# Wie ähnlich ist ähnlich?



## koifischfan (1. Jan. 2010)

Bin in 'Die Gesichter hinter den Usernamen' unterwegs.

Die Ähnlichkeit der Beiträge ist deutlich zu erkennen.


----------



## Joachim (1. Jan. 2010)

*AW: Wie ähnlich ist ähnlich?*

Hallo.

So ähnlich, das "hinter" offenbar oftgenug drin vorkommen muss ... 

Das Forum und seine Suchfunktionen können nur so gut sein, wie die Thementitel und Texte der User, die sie schreiben. 

Die Funktion nervt mich allerdings auch schon nen weilchen - muss mal schaun, ob man da noch was dran drehen kann.  
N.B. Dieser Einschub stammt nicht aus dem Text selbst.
PR #674, opened 2021-08-06
[survey] Describe new lower-priority Wave 11 indicators for API and contingency

nmdefries:
### Description
Doc updates accompanying [[fb-package] Split `vaccine_barriers` indicator into vaccinated and tried versions](https://github.com/cmu-delphi/covidcast-indicators/pull/1147), [[fb package] Add a bunch more Wave 11 indicators to API](https://github.com/cmu-delphi/covidcast-indicators/pull/1153), and [[fb-survey] Expand contingency with lower-priority Wave 11 indicators](https://github.com/cmu-delphi/covidcast-indicators/pull/1175).

PR #706, opened 2021-09-08
Update Wave 11 indicators dates after backfill

nmdefries:
### Summary
Update dates from #674 after backfilling indicators to Wave 11 release.


docs/symptom-survey/contingency-tables.md
```diff
@@ -66,9 +66,6 @@ Note: If a survey item was introduced in the middle of an aggregation period,
 derived indicators will be included in aggregations for that period but will
 only use a partial week or month of data.
 
-CSVs for the month of January 2021 only use data from January 6-31 due to a
-[definitional change in a major vaccine item on January 6](./coding.md#new-items-2).
```
capnrefsmmat, line 70: Is this no longer true?

capnrefsmmat (commented):
So the API signals say May 20 and the contingency tables say May 16; is that just because how the weeks fall?

One question and then I think this is good to go

docs/symptom-survey/contingency-tables.md
nmdefries: That's correct.

Display logic for V3 was changed on Jan 6, mid-wave 6, to be shown only to respondents indicating that they had not been vaccinated. For the purposes of the contingency tables, we ignore responses to V3 from before the change. During the initial runs we enforced this by only including input data for Jan 6 or later, resulting in non-V3-derived indicators also only using data after Jan 6, hence the note in the docs.

The logic to ignore pre-Jan 6 V3 data is now included in the variable definitions, so I backfilled to the beginning of January so we don't have any partial weeks or months.

nmdefries:
> So the API signals say May 20 and the contingency tables say May 16; is that just because how the weeks fall?

Yep.

docs/symptom-survey/contingency-tables.md
capnrefsmmat: Makes sense, thanks.

capnrefsmmat (approved):

PR #730, opened 2021-10-04
Hotfix acquisition: fix dtypes of missing columns

### LINKED ISSUE #728: covidcast acquisition rejects valid nan-coded rows
We're getting acquisition failures that may be the primary cause of the dramatic drop in added CHNG rows.

Sample error:
```
{
  "detail": [
    "Pandas(geo_id='17000', val=nan, se=nan, sample_size=nan, missing_val='4.0', missing_se='4.0', missing_sample_size='4.0')",
    "missing_val"
  ],
  "file": "/common/covidcast/receiving/chng/20210926_county_smoothed_outpatient_covid.csv",
  "event": "invalid value for row",
  "logger": "load_csv",
  "level": "warning",
  "timestamp": "2021-10-04T03:09:38.804771Z"
}
```

Looking at our tests, it appears that we always instantiate data frames as python objects and not by parsing string data. `pandas` may be inferring the wrong data type for the missingness columns (here looks like it thinks it's a string), causing the error.

dshemetov:
Closes #728 

**Prerequisites**:

- [x] Build is successful

### Summary

Missingness code validation was no ready to receive `str(float(missing_code))` and therefore caused an error. It should now convert from string to float to int. Added tests to cover this case.


src/acquisition/covidcast/csv_importer.py
```diff
@@ -224,7 +224,7 @@ def validate_missing_code(row, attr_quantity, attr_name):
     if hasattr(row, "missing_" + attr_name):
       missing_entry = getattr(row, "missing_" + attr_name)
       try:
-        missing_entry = int(missing_entry)
+        missing_entry = int(float(missing_entry)) # convert from string to float to int
```
krivard, line 227: Would it make more sense to set the dtype for these when the file is read?

https://github.com/cmu-delphi/delphi-epidata/blob/cecb6c950e2e2f189d4b901557d9c54833eb85e6/src/acquisition/covidcast/csv_importer.py#L348

dshemetov: Yea, but I think that would be a slightly larger refactor. A lot of `extract_and_check_row` is written around having everything be a string. I didn't want to go down that road right now, in favor of a quick fix.

krivard (changes requested):
minor adjustments but otherwise looks good!

tests/acquisition/covidcast/test_csv_importer.py
```diff
@@ -203,40 +203,30 @@ def make_row(
       (make_row(missing_val='missing_val'), 'missing_val'),
       (make_row(missing_se='missing_val'), 'missing_se'),
       (make_row(missing_sample_size='missing_val'), 'missing_sample_size'),
-      (make_row(val='1.2', missing_val=Nans.OTHER), 'missing_val'),
-      (make_row(se='1.2', missing_se=Nans.OTHER), 'missing_se'),
-      (make_row(sample_size='1.2', missing_sample_size=Nans.OTHER), 'missing_sample_size')
+      (make_row(val='1.2', missing_val=str(float(Nans.OTHER))), 'missing_val'),
+      (make_row(se='1.2', missing_se=str(float(Nans.OTHER))), 'missing_se'),
+      (make_row(sample_size='1.2', missing_sample_size=str(float(Nans.OTHER))), 'missing_sample_size'),
```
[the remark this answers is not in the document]
dshemetov: I think this will work, but I was deleting those test cases because they were feeding `missing_*` with int values into `extract_and_check_row`, which never happens since the code converts everything to str...

(Minor vent: grrrrr this code is so unclear about the data types it's dealing with and therefore has to be written in such a defensive way, I really want to blow it up and impose stricter data types on it, but even though that will likely work for covidcast, I don't know about the other data sources delphi-epidata handles >:^0!!!).

krivard:
Superseded by #733

PR #733, opened 2021-10-05
Repair and log nancodes instead of rejecting files

### LINKED ISSUE #731: Acquisition and error-checking
> Normally I'd agree with you, but the failed files archive is lossy (no way to reconstruct previous issues of files that have been failed more than once). Prefer fixing them here, but complaining loudly so we can detect errors in the pipeline.

_Originally posted by @krivard in https://github.com/cmu-delphi/delphi-epidata/issues/729#issuecomment-933809247_

Acquisition (i.e. `csv_importer.py`) currently refuses to upload files with errors in them, even for some minor type errors. Since it's hard to recover rejected data, we should instead upload what we can, but write `logger.errors` for the issues we see.

dshemetov:
Closes #731

**Prerequisites**:

- [x] Build is successful

### Summary

* repair and log instead of rejecting files with invalid missing codes
* introduce dtype inference code in acquisition to see if further refactors possible (see [this comment](https://github.com/cmu-delphi/delphi-epidata/pull/730#discussion_r721686153))
* refactor test_csv_uploading for readability

### DIFF
--- a/src/acquisition/covidcast/csv_importer.py
+++ b/src/acquisition/covidcast/csv_importer.py
@@ -224,7 +224,7 @@ class CsvImporter:
     if hasattr(row, "missing_" + attr_name):
       missing_entry = getattr(row, "missing_" + attr_name)
       try:
-        missing_entry = int(missing_entry)
+        missing_entry = int(float(missing_entry)) # convert from string to float to int
       except ValueError:
         return None
       # A missing code should never contradict the quantity being present,
--- a/src/acquisition/covidcast/csv_importer.py
+++ b/src/acquisition/covidcast/csv_importer.py
@@ -212,7 +212,7 @@ class CsvImporter:
       return "Error"
 
   @staticmethod
-  def validate_missing_code(row, attr_quantity, attr_name):
+  def validate_missing_code(row, attr_quantity, attr_name, filepath=None, logger=None):
     """Take a row and validate the missing code associated with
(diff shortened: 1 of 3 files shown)


src/acquisition/covidcast/csv_importer.py
```diff
@@ -221,27 +221,30 @@ def validate_missing_code(row, attr_quantity, attr_name):
...
-        return None
-      return missing_entry
-    else:
-      if attr_quantity is None:
-        return Nans.OTHER.value
+    logger = get_structured_logger('load_csv') if logger is None else logger
+    missing_entry = getattr(row, "missing_" + attr_name, None)
+
+    try:
+      missing_entry = CsvImporter.floaty_int(missing_entry) # convert from string to float to int
```
krivard, line 237: good ol' floaty_int

krivard (commented):
Looks good; I modified to pull dtype into a constant and some other small adjustments. take a look and let me know if they're friendly?

src/acquisition/covidcast/csv_importer.py
dshemetov: that ol' floaty_int we all know and love

dshemetov:
lgtm. the int conversion at the end of floaty_int is probably not needed, since round returns an int type, but it is more clear that way (I didn't expect round to return an int until i checked).

krivard (approved):
👍

PR #761, opened 2021-11-02
fix: add compatibildity mode for non_standard_message

### LINKED ISSUE #760: `delphi` endpoint returns wrong result code
When there are no results, Epidata should return
```
{"result":-2, "message":"no results", "epidata": []}
```

But for the `delphi` endpoint, we're returning the following, causing `Epidata.check` to fail to identify the no-results condition:
```
$ curl -sL "http://api.covidcast.cmu.edu/epidata/delphi/?system=epic&epiweek=202132"
{"epidata":[],"message":"success","result":1}
$ curl -sL "http://api.covidcast.cmu.edu/epidata/api.php?source=delphi&system=epic&epiweek=202132"
{"epidata":[],"message":"success","result":1}
```

This in turn is causing excessive (multi-hour) runtimes on some of the nowcasting sensor updates.

sgratzl:
closes #760

**Prerequisites**:

- [x] Build is successful

### Summary

fixes non standard messages and also include the compatibility mode

image

image

### DIFF
--- a/src/server/_printer.py
+++ b/src/server/_printer.py
@@ -18,8 +18,16 @@ def print_non_standard(data):
     format = request.values.get("format", "classic")
     if format == "json":
         return jsonify(data)
+
+    if not data:
+        message = "no results"
+        result = -1
     else:
-        return jsonify(dict(result=1, message="success", epidata=data))
+        message = "success"
+        result = 1
+    if result == -1 and is_compatibility_mode():
+        return jsonify(dict(result=result, message=message))
+    return jsonify(dict(result=result, message=message, epidata=data))
 
 
 class APrinter:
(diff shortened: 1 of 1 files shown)


src/server/_printer.py
```diff
@@ -18,8 +18,16 @@ def print_non_standard(data):
     format = request.values.get("format", "classic")
     if format == "json":
         return jsonify(data)
+
+    if not data:
+        message = "no results"
+        result = -1
```
krivard, line 24: [as specified in the API docs](https://cmu-delphi.github.io/delphi-epidata/api/delphi.html#response) (may need to be propagated to the compatibility mode conditional as well)

```suggestion
        result = -2
```

krivard (approved):
👍

PR #786, opened 2021-12-13
Update google-symptoms geo aggregation

krivard:
Addresses part of https://github.com/cmu-delphi/covidcast-indicators/issues/1406

**Prerequisites**:

- [x] Build is successful

### Summary

We're changing the way google-symptoms aggregates hhs and nation to be based on population-weighted average. It turns out neither of these were added to the documentation when they were added to the API 😕  so I've refactored that section a bit to be more clear about what source region is being used.

TODO: verify that this is, in fact, how the new weighted averages are being computed...


jingjtang (approved):
lgtm

PR #806, opened 2022-01-13
Implement API key scrubbing and structured logging

lee14257:
### Summary

- [x] Adds structured logging module to parse server logs in JSON format
- [x] Applies API key scrubbing / masking for Flask logs according to User authentication and no-track status
- [x] Adds additional getter functions for User class: is_authenticated() and is_tracking()
- [x] Elevates SQLAlchemy logging level to "ERROR" to prevent API keys to show up in query logs

### Notes

This PR implements API key scrubbing for logs in the application layer (Flask + gunicorn). If the user is authorized and tracked, the API key will be logged whenever the user makes an API request. If the user is not tracked, the API key parameter will be masked / scrubbed out. 

For logs in the web server layer (NGINX), the API key will be shown as a query string during client requests. This will need to be filtered by creating a custom filter or ingestion pipeline on Filebeat before ingesting to Elasticsearch.

### TODO in separate PR:
- Create an ingestion pipeline / filter in Filebeat to scrub the "api_key" query string from the incoming NGINX logs.
- Make Flask logs more useful (analytics-friendly) for Kibana by adding more parameters such as list of COVIDcast data sources, etc.

### DIFF
--- a/src/server/_logger.py
+++ b/src/server/_logger.py
@@ -1,0 +1,94 @@
+"""Structured logger utility for creating JSON logs in Delphi pipelines."""
+import logging
+import sys
+import threading
+import structlog
+
+
+def handle_exceptions(logger):
+    """Handle exceptions using the provided logger."""
+    def exception_handler(etype, value, traceback):
+        logger.exception("Top-level exception occurred",
+                         exc_info=(etype, value, traceback))
+
+    def multithread_exception_handler(args):
+        exception_handler(args.exc_type, args.exc_value, args.exc_traceback)
+
+    sys.excepthook = exception_handler
+    threading.excepthook = multithread_exception_handler
+
+
+def get_structured_logger(name=__name__,
+                          filename=None,
+                          log_exceptions=True):
+    """Create a new structlog logger.
+
+    Use the logger returned from this in indicator code using the standard
+    wrapper calls, e.g.:
+
+    logger = get_structured_logger(__name__)
+    logger.warning("Error", type="Signal too low").
+
+    The output will be rendered as JSON which can easily be consumed by logs
+    processors.
+
+    See the structlog documentation for details.
+
+    Parameters
+    ---------
+    name: Name to use for logger (included in log lines), __name__ from caller
+    is a good choice.
+    filename: An (optional) file to write log output.
+    """
+    # Configure the underlying logging configuration
+    handlers = [logging.StreamHandler()]
+    if filename:
+        handlers.append(logging.FileHandler(filename))
+
+    logging.basicConfig(
+        format="%(message)s",
+        level=logging.INFO,
+        handlers=handlers
+        )
+    
+    
+
+    # Configure structlog. This uses many of the standard suggestions from
+    # the structlog documentation.
+    structlog.configure(
+        processors=[
+            # Filter out log levels we are not tracking.
+            structlog.stdlib.filter_by_level,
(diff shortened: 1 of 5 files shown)


src/server/_logger.py
```diff
@@ -0,0 +1,94 @@
...
+    sys.excepthook = exception_handler
+    threading.excepthook = multithread_exception_handler
+
+
+def get_structured_logger(name=__name__,
+                          filename=None,
+                          log_exceptions=True):
+    """Create a new structlog logger.
+
+    Use the logger returned from this in indicator code using the standard
```
krivard, line 26:
```suggestion
    Use the logger returned from this in server code using the standard
```

src/server/_query.py
```diff
@@ -235,7 +235,7 @@ def run_query(p: APrinter, query_tuple: Tuple[str, Dict[str, Any]]):
     query, params = query_tuple
     # limit rows + 1 for detecting whether we would have more
     full_query = text(f"{query} LIMIT {p.remaining_rows + 1}")
-    current_user.log_info("full_query: %s, params: %s", full_query, params)
+    current_user.log_info({"full_query" : str(full_query), "params" : params})
```
krivard, line 238: Use kwargs instead of logging a dictionary for all structlog logging

```suggestion
    current_user.log_info("Running query", full_query=str(full_query), params=params)
```

(& please propagate this change to other instances below)

krivard (changes requested):
good start -- but structlog takes kwargs instead of a dict

src/server/_query.py
lee14257: Thanks, changed the parameters into kwargs format and propagated to below

lee14257:
Thanks for the feedback, I've made further changes below:
- [x] Changed all struct log calls to kwargs form.
- [x] Further applied API key scrubbing for logs containing URL or request path - typically during the resolve_user() call that happens before query runs.

src/server/main.py
```diff
@@ -69,4 +69,5 @@ def send_lib_file(path: str):
     app.logger.setLevel(gunicorn_logger.level)
     sqlalchemy_logger = logging.getLogger("sqlalchemy")
     sqlalchemy_logger.handlers = gunicorn_logger.handlers
-    sqlalchemy_logger.setLevel(gunicorn_logger.level)
+    sqlalchemy_logger.setLevel(logging.ERROR)
+    #sqlalchemy_logger.setLevel(gunicorn_logger.level)
```
krivard, line 73: If switching to ERROR is intended to be permanent, drop the commented-out line and add a comment explaining why we can't use the gunicorn setting.

If this was temporary for testing, revert.

lee14257: SQLAlchemy logs at gunicorn settings show all queries, and changing this to ERROR would prevent it from showing API keys when the server is querying the _api_user_ table (regardless of the no-track option).

The structured logger already stores queries that access data source tables (covidcast, fluview, etc.), so having SQLAlchemy logs to do that seems redundant.

Unless we specifically need all queries to be logged for analytics / Kibana, this setting seems to be more appropriate to hide API key details.

krivard (approved):
👍  nice work! do you have merge permissions or should I click the big button?

lee14257:
> 👍 nice work! do you have merge permissions or should I click the big button?

yup! I do have merge permissions

PR #830, opened 2022-02-02
Wave 13 codebook

### LINKED ISSUE #823: Update codebook CSV for Wave 13
We'll want to publish this in the next week or two, since Wave 13 is being deployed.

nmdefries:
### Summary
Update CTIS codebook to include Wave 13 items.

Closes #823.


capnrefsmmat:
Hmm. We appear to have reused item number V2a for a different item than it used to be before wave 10. Will that cause any problems in the codebook descriptions?

nmdefries:
Uh oh. No problems in the pipeline -- we don't use either V2a for anything. The short description in the codebook will be the same for both versions, which is only a minor problem since the questions are fairly similar. But it's definitely misleading to have the two questions use the same name.

I wonder if it would be straightforward to change the name to "V2d"... @WichadaLMK?

WichadaLMK:
Should be pretty straight forward. I can publish the change on Qualtrics but we will have to go back and relabel all the previous micro data for that question. Sorry about that. 

Best - W.LMK

On Feb 3, 2022, at 9:40 AM, nmdefries ***@***.***> wrote:

﻿
Uh oh. No problems in the pipeline -- we don't use either V2a for anything. The short description in the codebook will be the same for both versions, which is only a minor problem since the questions are fairly similar. But it's definitely misleading to have the two questions use the same name.

I wonder if it would be straightforward to change the name to "V2d"... @WichadaLMK?

—
Reply to this email directly, view it on GitHub, or unsubscribe.
Triage notifications on the go with GitHub Mobile for iOS or Android.

WichadaLMK:
Alternatively, we can have the label change on the back end and update the variable name in Qualtrics at Wave 14? I think we had to do this for something else I goofed on 😬

Best - W.LMK

On Feb 3, 2022, at 1:57 PM, Wichada La Motte-Kerr ***@***.***> wrote:

﻿Should be pretty straight forward. I can publish the change on Qualtrics but we will have to go back and relabel all the previous micro data for that question. Sorry about that. 

Best - W.LMK

On Feb 3, 2022, at 9:40 AM, nmdefries ***@***.***> wrote:

﻿
Uh oh. No problems in the pipeline -- we don't use either V2a for anything. The short description in the codebook will be the same for both versions, which is only a minor problem since the questions are fairly similar. But it's definitely misleading to have the two questions use the same name.

I wonder if it would be straightforward to change the name to "V2d"... @WichadaLMK?

—
Reply to this email directly, view it on GitHub, or unsubscribe.
Triage notifications on the go with GitHub Mobile for iOS or Android.

capnrefsmmat:
@nmdefries, do you think implementing something like the existing `bodge_C6_C8` would be easy here, and allow us to not have to reissue a bunch of data?

nmdefries:
Yes, a `bodge` function is a great idea, and then we can officially change the name in the next wave (or just do a mid-wave change and count on the `bodge` function to make the pre and post-change data look the same).

nmdefries:
@capnrefsmmat This is ready.

capnrefsmmat (approved):

PR #831, opened 2022-02-03
Reformat CPR signals table

nmdefries:
### Summary
"Earliest date available" was in its own cell in the table. Replace newline with html line break.


krivard (approved):
👍

PR #837, opened 2022-02-07
Copy `dbjobs` directory contents

korlaxxalrok:
**Prerequisites**:

- [ ] Build is successful

### Summary

Configure deploy.json to copy `.py`, `.txt`, and the directory structure for the `dbjobs` tools.

Also renames `db_config.py` so that we can preserve it as a useful example while also moving it out of the way to allow us to deploy a secrets file with the same name without clobbering.


krivard (approved):
seems legit, though oof txt files really?

korlaxxalrok:
There is a `requirements.txt` file in there. I'm not sure exactly how we will use it, but it was added so that we could remove some full package libraries that shouldn't have been included.

PR #862, opened 2022-02-28
Allow NAs in missing columns

dshemetov:
Part of fixing https://github.com/cmu-delphi/covidcast-indicators/issues/1520. This should be merged first, as it will be a no-op (aside from a memory usage increase on the acquisition server). Then we can merge the archivediffer fix (upcoming).

**Prerequisites**:

- [x] Build is successful

### Summary

Allows NAs in missing columns, so the validation can fix them. This will allow archive differ to easily add deletion codes, not have to do any validation on the rest of the missing codes, and let the validation here in acquisition take care of it.


krivard (approved):
Nice work!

PS.(Schon bemerkt, das die ähnlichen Themen bei deinen 800pix nun nicht mehr den Bildchirm sprengen?  )


----------



## koifischfan (1. Jan. 2010)

*AW: Wie ähnlich ist ähnlich?*

Ich habe gar keinen 800px Schirm.  Du hattest nur gebeten, mit anderen Auflösungen zu testen. Es reicht, das Fenster zu verkleinern/vergrößern.

Ja ich habe bemerkt, daß sich fast alles sehr gut anpaßt. Pro Seite gibt es (leider) immer ein Element, welches dann doch wieder aus der Reihe tanzt, z.B. die Menüleiste.

Und weg.


----------



## Joachim (1. Jan. 2010)

*AW: Wie ähnlich ist ähnlich?*

Ah, ja nee, stimmt - du hattest es dir im MM nur angeschaut - Sorry. 

Na die Menüleiste "kann" sich nicht anpassen wenn zuviel Text drinnen ist. Wenn voll dann voll ...


----------